◆ Problem to solve: Find the lines below in which the string "immediate" occurs. Copy each one.

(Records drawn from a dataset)
------------------------------------------------------------
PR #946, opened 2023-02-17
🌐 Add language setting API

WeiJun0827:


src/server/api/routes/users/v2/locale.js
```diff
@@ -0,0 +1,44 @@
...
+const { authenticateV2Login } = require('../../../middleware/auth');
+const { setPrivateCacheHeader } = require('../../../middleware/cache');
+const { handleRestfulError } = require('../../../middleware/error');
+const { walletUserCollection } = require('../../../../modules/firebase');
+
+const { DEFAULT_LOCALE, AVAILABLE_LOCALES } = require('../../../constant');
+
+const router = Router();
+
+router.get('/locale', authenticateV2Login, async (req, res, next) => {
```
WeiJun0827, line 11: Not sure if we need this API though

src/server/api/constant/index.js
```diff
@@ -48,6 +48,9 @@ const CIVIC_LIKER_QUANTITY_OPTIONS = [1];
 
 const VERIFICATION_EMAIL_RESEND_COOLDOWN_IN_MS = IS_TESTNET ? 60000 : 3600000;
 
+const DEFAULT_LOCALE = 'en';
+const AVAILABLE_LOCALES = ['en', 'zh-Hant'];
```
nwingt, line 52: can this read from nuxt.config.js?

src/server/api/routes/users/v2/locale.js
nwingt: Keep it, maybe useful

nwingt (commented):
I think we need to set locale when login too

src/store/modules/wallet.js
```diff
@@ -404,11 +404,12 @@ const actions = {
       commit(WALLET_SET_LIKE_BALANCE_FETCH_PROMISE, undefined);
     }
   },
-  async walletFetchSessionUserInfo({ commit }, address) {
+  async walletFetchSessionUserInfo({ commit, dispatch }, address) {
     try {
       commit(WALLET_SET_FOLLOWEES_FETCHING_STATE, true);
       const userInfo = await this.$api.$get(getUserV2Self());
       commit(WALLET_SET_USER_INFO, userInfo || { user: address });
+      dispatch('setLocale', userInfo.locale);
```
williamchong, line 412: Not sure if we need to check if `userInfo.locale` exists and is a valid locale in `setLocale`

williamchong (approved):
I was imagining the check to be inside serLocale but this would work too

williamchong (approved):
------------------------------------------------------------
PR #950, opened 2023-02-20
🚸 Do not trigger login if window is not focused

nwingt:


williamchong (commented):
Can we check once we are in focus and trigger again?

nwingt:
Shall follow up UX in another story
------------------------------------------------------------
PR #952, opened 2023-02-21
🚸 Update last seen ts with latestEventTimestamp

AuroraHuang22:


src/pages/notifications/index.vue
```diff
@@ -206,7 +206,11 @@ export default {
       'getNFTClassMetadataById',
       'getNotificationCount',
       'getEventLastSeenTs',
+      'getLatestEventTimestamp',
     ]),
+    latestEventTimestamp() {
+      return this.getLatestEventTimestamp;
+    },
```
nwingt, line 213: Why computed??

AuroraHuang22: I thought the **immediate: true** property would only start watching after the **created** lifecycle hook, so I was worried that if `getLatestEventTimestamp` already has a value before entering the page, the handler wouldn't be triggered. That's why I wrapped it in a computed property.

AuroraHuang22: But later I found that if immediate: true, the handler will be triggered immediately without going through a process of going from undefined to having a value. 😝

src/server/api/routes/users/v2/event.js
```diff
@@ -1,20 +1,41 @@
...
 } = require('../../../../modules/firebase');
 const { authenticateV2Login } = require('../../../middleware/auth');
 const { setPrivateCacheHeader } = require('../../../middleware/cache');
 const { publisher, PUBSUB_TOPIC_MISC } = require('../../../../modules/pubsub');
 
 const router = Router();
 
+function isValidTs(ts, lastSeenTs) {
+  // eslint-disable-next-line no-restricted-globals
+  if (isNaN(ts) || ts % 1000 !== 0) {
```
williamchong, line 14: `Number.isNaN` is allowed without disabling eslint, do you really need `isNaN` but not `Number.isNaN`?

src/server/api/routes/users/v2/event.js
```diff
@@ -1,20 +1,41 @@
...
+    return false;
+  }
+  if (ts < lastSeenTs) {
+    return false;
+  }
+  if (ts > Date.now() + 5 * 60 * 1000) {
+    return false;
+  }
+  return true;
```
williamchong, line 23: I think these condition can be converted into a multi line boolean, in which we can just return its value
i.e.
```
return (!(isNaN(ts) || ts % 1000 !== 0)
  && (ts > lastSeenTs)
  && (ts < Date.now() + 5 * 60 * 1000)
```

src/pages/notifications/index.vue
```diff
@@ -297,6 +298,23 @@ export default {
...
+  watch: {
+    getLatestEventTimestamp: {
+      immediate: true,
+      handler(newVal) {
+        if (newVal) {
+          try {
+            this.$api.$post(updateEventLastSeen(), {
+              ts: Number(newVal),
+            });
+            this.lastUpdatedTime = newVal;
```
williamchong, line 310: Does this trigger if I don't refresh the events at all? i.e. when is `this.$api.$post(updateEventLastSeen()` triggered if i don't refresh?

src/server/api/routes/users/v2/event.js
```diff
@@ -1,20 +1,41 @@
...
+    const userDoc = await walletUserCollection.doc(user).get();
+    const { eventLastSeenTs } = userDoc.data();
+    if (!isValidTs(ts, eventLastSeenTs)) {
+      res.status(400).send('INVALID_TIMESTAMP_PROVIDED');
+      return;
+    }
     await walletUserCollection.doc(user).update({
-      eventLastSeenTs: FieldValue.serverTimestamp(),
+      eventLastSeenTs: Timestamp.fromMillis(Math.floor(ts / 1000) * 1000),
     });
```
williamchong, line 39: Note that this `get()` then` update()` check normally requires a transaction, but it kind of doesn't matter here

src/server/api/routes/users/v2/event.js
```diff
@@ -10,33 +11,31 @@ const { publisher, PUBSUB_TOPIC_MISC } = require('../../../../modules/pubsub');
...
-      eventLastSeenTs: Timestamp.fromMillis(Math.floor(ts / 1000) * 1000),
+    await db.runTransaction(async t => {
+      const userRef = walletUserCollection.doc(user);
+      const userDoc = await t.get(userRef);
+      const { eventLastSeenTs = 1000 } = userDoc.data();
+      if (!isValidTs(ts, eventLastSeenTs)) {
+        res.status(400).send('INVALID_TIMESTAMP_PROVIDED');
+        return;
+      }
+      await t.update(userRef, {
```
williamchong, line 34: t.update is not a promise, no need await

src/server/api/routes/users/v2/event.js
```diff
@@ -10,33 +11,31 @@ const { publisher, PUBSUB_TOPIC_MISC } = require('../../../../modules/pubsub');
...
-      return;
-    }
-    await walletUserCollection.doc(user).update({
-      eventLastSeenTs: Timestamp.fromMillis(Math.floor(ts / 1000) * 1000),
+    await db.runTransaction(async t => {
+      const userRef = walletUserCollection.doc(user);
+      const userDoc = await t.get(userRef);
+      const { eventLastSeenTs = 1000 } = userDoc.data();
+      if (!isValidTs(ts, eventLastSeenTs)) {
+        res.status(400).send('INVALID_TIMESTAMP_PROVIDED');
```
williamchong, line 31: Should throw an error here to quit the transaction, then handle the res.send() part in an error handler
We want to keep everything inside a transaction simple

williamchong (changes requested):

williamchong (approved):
------------------------------------------------------------
◆ Exercise response:
AuroraHuang22: I thought the **immediate: true** property would only start watching after the **created** lifecycle hook, so I was worried that if `getLatestEventTimestamp` already has a value before entering the page, the handler wouldn't be triggered. That's why I wrapped it in a computed property.
AuroraHuang22: But later I found that if immediate: true, the handler will be triggered immediately without going through a process of going from undefined to having a value. 😝
+      immediate: true,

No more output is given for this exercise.